Robie and Reel understood this fully.
They had a chance, a slender one.
Reel had delivered the kill shot from a building across the street from where Ahmadi had been about to get into his limo. It would have been easier to don a full burqa face covering and escape that way. However, Syrian women didn’t wear traditional Islamic garb for the most part. And full facial veils had been banned in universities and other public settings by the increasingly secular government, who felt it was a security risk and promoted extremism. Thus putting one on would have been a red flag, not a disguise.
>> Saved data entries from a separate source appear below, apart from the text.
PR #1182, opened 2017-08-01
Circuit/Chemistry Update follow-up

JohannesGaessler:
This PR represents a follow-up to the Circuit changes done by Blood Asp and the Chemistry changes done by me.
It has unfortunately become bigger than I originally intended.

This PR has the following goals:
1. Make Circuits cheaper
2. Make Circuit board costs progessive
3. Give the player a reward for building the MV Circuit Assembler beyond the ability to progress
4. Implement a recipe for the Wetware Circuit Board that does not need beer
5. Give earlier access to the Vacuum Freezer
6. Move content from the MV -> HV -> EV transition to the EV -> IV transition
7. Give the player easier access to Niobium
8. Make chemical processing lines more convenient
9. Make minor tweaks to early game circuits

# 1. Make Circuits cheaper
I think the cost for making circuits is currently too high, particularly for the HV -> EV transition where you currently need 5 Mainframes.
I have taken the following steps to make Circuits cheaper:
* Base Circuits from the Integrated Processor and onwards now only require 2 of each electronic component, down from 4.
* The Copper cost of Small Coils has been reduced to 50%, can be reduced to 25% by replacing the Steel with Nickel-Zinc Ferrite (new material).
* The cost of SMD Capacitors has been reduced to 25%.
* The conversion rates of base Circuits into higher tiers have been adjusted to make the conversion into an Assembly cheaper.
* Integrated Processors, Nanoprocessors, and Quantumprocessors now each use Circuit Boards that are cheaper by 1 tier. Integrated processors use Plastic Circuit Boards (new), which can be produced from either Polyethylene (100% cost), Polyvinyl Chloride (50% cost), or Polytetrafluoroethylene (25% cost).
* SoC recipes no longer use fine wires that are 1 tier more expensive than the regular recipe. Since all you save with a SoC are Resistors, Capacitors, and Transistors, I don't think it's worth using SoC recipes if the wiring becomes more expensive.
* Wetware Circuits now only need 1 Wetware Circuit board, down from 2

As an example for the cost reduction, let us look at the Integrated Processors:

| Material | Integrated Processor | Processor assembly | Workstation | Mainframe | EV Circ. Ass. + Vac. Fr. |
| --- | --- | --- | --- | --- | --- |
| Aluminium | 0.25 -> 0.03 | 0.75 -> 0.06 | 1.50 -> 0.19 | 9.50 -> 3.13 | 47.50 -> 6.82 |
| Copper | 0.84 -> 0.54 | 8.41 -> 3.22 | 17.44 -> 10.28 | 79.75 -> 48.13 | 398.75 -> 127.09 |
| Epoxy Resin / Polyethylene | 1.00 -> 1.00 | 4.00 -> 3.00 | 10.00 -> 11.0 | 40.00 -> 44.00 | 200.00 -> 121.00 |
| PVC / Silicone Rubber | 1.00 -> 0.13 | 3.00 -> 0.25 | 6.00 -> 0.75 | 30.00 -> 4.50 | 150.00 -> 11.25 |
| Redstone | 2.00 -> 1.00 | 12.00 -> 5.00 | 24.00 -> 15.00 | 96.00 -> 60.00 | 480.00 -> 165.00 |
| Silicon | 0.25 -> 0.25 | 1.00 -> 0.75 | 2.25 -> 2.50 | 10.00 -> 11.00 | 50.00 -> 29.50 |
| Soldering Alloy | 0.50 -> 0.50 | 2.50 -> 2.00 | 6.00 -> 7.00 | 26.00 -> 30.00 | 130.00 -> 81.00 |
| Total | 6.22 -> 3.64 | 34.84 -> 14.84 | 74.34 -> 49.22 | 322.00 -> 210.88 | 1610.00 -> 569.41 |
| Total cost reduction | 41.5% | 57.4% | 33.8% | 34.5% | 64.7% |

Table entries depict the cost in Dusts/Ingots.
The total cost calculation makes the estimation that every material has the same cost;
It just sums up the total amount of material required.
Carbon, Electrum, Gallium, and Steel costs are not listed separately because their contribution to the total cost is negligible;
They are still factored into the total cost figure.
Currently 5 Mainframes are required for the EV Circuit Assembler and the Vacuum Freezer;
This PR would make it so that you need 2 Mainframes and 3 Workstations.

As we can see, the cost reduction is most prevalent for the lower Circuit tiers.
The idea behind this is to attach a bigger reward to unlocking a new Circuit tier.
If the Base Circuits are cheaper, the cost of making the same Circuits will go down further with each new tier.

# 2. Make Circuit Board costs progressive
Currently the Fiberglass Circuit Board is much cheaper than the Epoxy Circuit Board.
I think it would be better if the cost of Circuit Boards were to steadily increase with each tier.
Also, because Epoxy Resin is only needed for Integrated Processors, the setup for producing it currently becomes rather useless once you unlock Nanoprocessors.
This PR would make it so that Fiberglass Circuit Boards are also made from Epoxy Resin, but with the addition of Carbon Fibers or Glass Fibers (new).

Glass Fibers are made from Borosilicate Glass (new), which in turn requires Boron (1 Boron per 64 Glass Fibers).
Because currently the only way of obtaining Boron is from pulverizing Lepidolite, I have added Borax as a byproduct to Salt and Rock Salt.

# 3. Rewarding the player for the MV Circuit Assembler
Considering the immense infrastructure cost of the MV Circuit Assembler (Cleanroom, etc.) I think the reward for completing the task is too low.
I think an appropriate reward would be a reduction in the production cost of Circuits.
Currently making Integrated Processors is rarely worth the effort because Integrated Logic Circuits are cheaper and require less infrastructure.
Also, there is no cost reduction for LV circuits since they cannot be crafted with the new infrastructure.
This PR would decrease the cost of Integrated Processors to make them more appealing (as detailed above).
It would also add a new LV Circuit: The Microprocessor.
Microprocessors are crafted very similarly to Integrated Processors, except they use Copper instead of Red Alloy.
Their cost is at ~50% of that of Integrated Logic Circuits.

# 4. Beer-free Wetware Circuit Board recipes
This PR would add recipes for the Wetware Circuit Boards that do not require beer.
Instead they require a mixture of Water, Sugar, Meat, and Salt.
Dragon Blood can still be used as an alternative if desired.

# 5. Earlier Access to the Vacuum Freezer
I think currently the Vacuum Freezer becomes available too late in the game.
You only gain access to it at the end of HV because you need 3 Mainframes to construct it.
This PR would make it so that the recipe instead uses 3 Workstations, which would make the Vacuum Freezer available as soon as a MV Circuit Assembler is constructed.
I think this change would give the player more flexibility for the order in which tasks are completed;
The player would have the option to construct the Vacuum Freezer earlier in the game to upgrade their Electric Blast Furnaces, Multi Smelters, or Pyrolyze Ovens earlier.
Also, I think earlier access to the Vacuum Freezer would decrease the amount of time that the player needs to wait for Kanthal, Nichrome, etc. because the player could start production earlier.
The following machines would as a consequence become available earlier:
* Diesel Engine
* Large Heat Exchanger
* Large Titanium Boiler
* Ore Drilling Plant

# 6. Content shift to EV -> IV
I think currently there is too much that you need to do for the MV -> HV -> EV transition, and too little that you need to do for the EV -> IV transition.
This PR would make it so that you only need to start producing Epoxy Resin at EV for the IV Circuit Assembler.
Also, the more complicated Cable insulation recipes would only start at IV Cables.

Recently it has been argued that the more complicated Cable recipes should be disabled by default.
I think they should be enabled by default because my stance is that all content should be enabled by default and that the player should then decide which pats to disable.

# 7. Easier Niobium Access
Currently Niobium can only be obtained as a byproduct from Tantalite, which in turn can only be found in Manganese veins.
This PR would make it so that Niobium can also be obtained from Pyrolusite, Apatite, and Phosphorous processing.
Also, the Phosphate Ore in Apatite veins would be replaced with Pyrochlore (new, contains Niobium).
Since Phosphate seems to be rather useless I don't think removing it from the mix would be a problem.

# 8. More convenient chemical processing lines
Currently setting up an automated processing line for recipes that work with Fluid Cells is rather inconvenient.
This is to a large part because you need a lot of Fluid Canners to fill or empty Fluid Cells so that they can be processed by the next machine.
This PR would make it so that Chemical Reactors gain the ability to automatically can fluids at the end of their recipe, controlled by an Integrated Circuit:
* A Circuit config of 1 executes the recipe normally
* A Circuit config of 11 cans the output Fluid into an Empty Fluid Cell. If the recipe puts out a Fluid and Fluid Cells, they are swapped.
* A Circuit config of 2 voids any Water output
* A Circuit config of 12 voids Water and cans the remaining output
I estimate that this change will cut the amount of Fluid Canners required by ~50%.

~~Because it would be annoying to have to put an Integrated Circuit into each machine, I have made the following change to how basic machines process their inputs:
If at least one of the machine's input slots are empty, and if the inputs do not already contain an Integrated Circuit, an Integrated Circuit with config 0 will be added to the input.
If two inputs contain the same Item it will be treated as one of the slots being empty.~~

~~This change would make it possible to differentiate between a recipe that uses two Items as an input and a recipe that only uses one of those items as input.
Also, it is now possible to give recipes a default behavior that can then be changed by adding an integrated circuit.~~

I also added more convenient recipes to produce instrumental materials like Acetone to make plastic production easier.

~~Edit:
Because it has been requested, here is a detailed explanation of the consequences that automatically an Integrated Circuit would have in regards to backwards compatibility.
For there to be any problem a recipe would have to malfunction in one of the following two ways:~~
~~1. A recipe does not work when it's supposed to.~~
~~2. A recipe is executed when it's not supposed to.~~

~~The first case will never happen because adding an additional item to the machine input will not impede recipes that could have been executed without the additional item.
The second case can also be expected to never happen because Integrated Circuits with a config of 0 are almost never used, due to the inability to set an Integrated Circuit to a config of 0 with a screwdriver.
The only instances I could spot is in the Distillery with the old Sulfuric Gas recipes (no conflict) and with dehydrating Lithium Hydroxide in GT++ (no conflict).
Also, even if there were two conflicting recipes literally all you would have to do to resolve it would be to put Cobblestone into the empty machine slots.
As a player I would prefer this over having to put Integrated Circuits into 10 other machines.~~

# 9. Early game circuits
I have made the following changes to the production of Electronic Circuits

-The recipe time for Glass Tubes has been reduced: 12s -> 8s
-With a Basic Assembling Machine there are cheaper recipes for Coated Circuit Boards (-62.5% Sticky Resin cost), Vacuum Tubes (-33% Copper/Paper cost), and Phenolic Circuit Boards (-20% Glue/Bisphenol A cost)

# 10. TL;DR
Circuits are cheaper, Plastic production is less complicated


MineAnPlay:
Can it be made so the Large Chemical Reactor can do multiple recipes? As in if you input the required fluids/items with a P.C. and it will do both recipes and output the finally product? Because right now making 10+ Large Chemical Reactors is kinda excessive.

JohannesGaessler:
The Large Chemical Reactor can in theory already do several recipes at once.
The only problem is that there is no convenient way to direct outputs to specific hatches/buses.
I plan to at some point add the ability to lock a Fluid to an Output Hatch.

draknyte1:
> Also, the Phosphate Ore in Apatite veins would be replaced with Pyrochlore (new, contains Niobium).
> Since Phosphate seems to be rather useless I don't think removing it from the mix would be a problem.


This will break oregen on existing worlds, which is generally considered a bad move.
Why not just make Pyrochlore a component of Phosphate when processed in a certain way?

> Because it would be annoying to have to put an Integrated Circuit into each machine, I have made the following change to how basic machines process their inputs:

Probably not a good idea to change how all machines process things..

JohannesGaessler:
>This will break oregen on existing worlds

How will this break oregen?
Is there any functional difference to changing the config entry?

>Probably not a good idea to change how all machines process things..

I think it is a good idea because currently it's impossible to specify recipes where one of the slots is left empty.

draknyte1:
For existing worlds it will require new chunks to generate. If worlds are pregenerated then it's unobtainable. 

What about recipes that use circuits?

MineAnPlay:
Also can you make the Large Chemical Reactor not void it's output when it's full? Because that is one issue that is quiet annoying to fix.
Also about the wetware change you should make that new item a bit more expensive since IMO Dragon Blood route should be better for those that do it that way.

leagris:
It also makes crafting Gregtech matches and matchbox impossible as these depends on phosphorus dust.

JohannesGaessler:
@draknyte1 
Pyrochlore is obtainable even in pregenerated worlds.
Perhaps my wording was chosen poorly;
Apatite and Phosphorous give you Pyrochlore as a byproduct and that's how you can obtain Niobium from those ores.
Also, the only use of Pyrochlore lies in being a source of Niobium, so I think the only relevant question is whether you will get enough Niobium in pregenerated worlds.
Since Apatite yields 8 Crushed Ore per Ore Block the total amount of Niobium per Apatite Ore is at ~0.16.
By comparision, 1 Pyrochlore Ore yields ~0.36 Niobium.

Regarding the integrated circuits, I think I might have come up with a better solution.
Instead of using an Integrated Circuit with config 0 I think it might be better to explicitly add an item that corresponds to an empty slot.
This item would be guaranteed to not show up accidentally in recipes.

Or perhaps I should drop the feature alltogether.
If you needed an Integrated Circuit for most of the Chemical Reactors that would mean that you require 3 Circuits per machine instead of 2.
But since I also made Circuits cheaper this might be okay.

@MineAnPlay 
>Also can you make the Large Chemical Reactor not void it's output when it's full?

I'm not 100% sure what you mean. 
I'm assuming you mean that you want the Large Chemical Reactor to no longer void its Fluid output if the first two Fluid Hatches already contain Fluids. 
This has already been fixed here: https://github.com/Blood-Asp/GT5-Unofficial/pull/1153 
Apparently Dreammaster has overlooked this PR.

>Also about the wetware change you should make that new item a bit more expensive since IMO Dragon Blood route should be better for those that do it that way.

Granted, for people that have already built large setups to get Dragon Blood this change might be upsetting because they'll effectively have wasted their time by comparision.
However, since the materials you need for the new recipe (Water, Sugar, Mince Meat, Salt) are all easily obtainable the only way to really make it more expensive would be to add another ingredient that is harder to obtain.
I think a better solution would be to increase the conversion rate of Dragon Blood into Sterilized Growth Medium, so the investment made into Dragon blood still pays off.

@leagris 
In Gregtech there are the following three materials:
* **Phosphor** [P], which corresponds to the real-life element named phosphorous
* **Phosphorous** [Ca3(PO4)2], which corresponds to the real-life material named tricalcium phosphate
* **Phosphate** [PO4], which corresponds to the real-life anion of phosphoric acid named phosphate.

Only Phosphor and Phosphorous can be used to make Matches.
Phosphate cannot be used.
In fact, the only use I could spot for Phosphate was making Fertilizer or as a source of Phosphor.
Since you get way more Phosphor than you could ever need from an Apatite vein I think changing the Phosphate to Pyrochlore would not take away anything from the player.

Techlone:
Why does this recipe exist?
image
It's useless. You can obtain more the fine wires than the 1x wires at any game stage. Maybe remove it?

Blood-Asp:
The earlygame fine wire recipe was added later.

src/main/java/gregtech/api/util/GT_Recipe.java
```diff
@@ -160,7 +160,7 @@ protected GT_Recipe(boolean aOptimize, ItemStack[] aInputs, ItemStack[] aOutputs
         mFluidInputs = aFluidInputs;
         mFluidOutputs = aFluidOutputs;
         mDuration = aDuration;
-        mSpecialValue = aSpecialValue;
+        mSpecialValue = aSpecialValue;
```
draknyte1, line 163: Probably just revert this class.

draknyte1 (changes requested):
Generally happy with this PR.
I still think `gregtechproxy.mEasierIVPlusCables = tMainConfig.get("general", "EasierIVPlusCables", false).getBoolean(false);` should be default false.

Muramasa-:
@JohannesGaessler This isn't a bug with your PR, but shouldn't this recipe use RedAlloy and not RedstoneAlloy? https://github.com/Blood-Asp/GT5-Unofficial/blob/unstable/src/main/java/gregtech/loaders/postload/GT_MachineRecipeLoader.java#L467

Blood-Asp:
Afaik this PR is ready to merge. Will do that in a few hours. If anyone has a problem with that, tell me why asap.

But she could still wear a hijab. This would reveal part of her face, but she had stained it darker and simulated wrinkles and sun damage. And in the long black robe she had incorporated a harness and padding that added about sixty pounds to her frame. She stooped as she walked and looked as though she were about seventy.
She picked up a market basket and left the room, waiting patiently at the elevator with another man who was standing there. The elevator doors opened and she got into the car. It headed down. When it reached the ground floor she stepped off.
She was swept to the side as police flooded the building. They grabbed the man who had been in the elevator car with her and pulled him, as well as several other Syrian men, along with them. They stormed into the elevator and up the stairwell.
Reel waited for a few moments and then continued on. When she got outside, police cars were everywhere. Swarms of people were screaming. People were crying. Others were marching in the streets, chanting.
A car caught on fire. Guns were racked back and fired into the air. Shop windows were smashed. There was a small explosion down the street.
Reel followed another group of women down the street and into an alley.
Under normal circumstances, it would have been unthinkable for men to search a woman on a Syrian public street.
These were not normal circumstances.
Police swept into the alley and started grabbing everyone, pulling at their clothing, looking for weapons or other signs of culpability.
One man had a knife. The police shot him in the head.
A woman ran screaming. She was repeatedly shot in the back and dropped to the pavement with blood pouring from multiple wounds.
The police were now closing in on Reel. She didn’t look like an assassin. She looked like a fat old woman. But the police apparently didn’t care. They were only a few feet from her as she backed away.
Her hand reached inside her basket.
They were just about to surround her, their guns drawn and pointed at her.
Her back was against a brick wall. One of the police reached out to grab her arm. Once they saw the padding, it would all be over. They would shoot her right on the spot.
The loud voice reached to the alley.
The police stopped, turned.
The voice yelled out again and again. In Arabic it said, “We have the shooter! We have the shooter!”
The police turned and ran back down the alley toward the voice.
The crowd closed in on Reel. Sobbing people bent down to the dead bodies.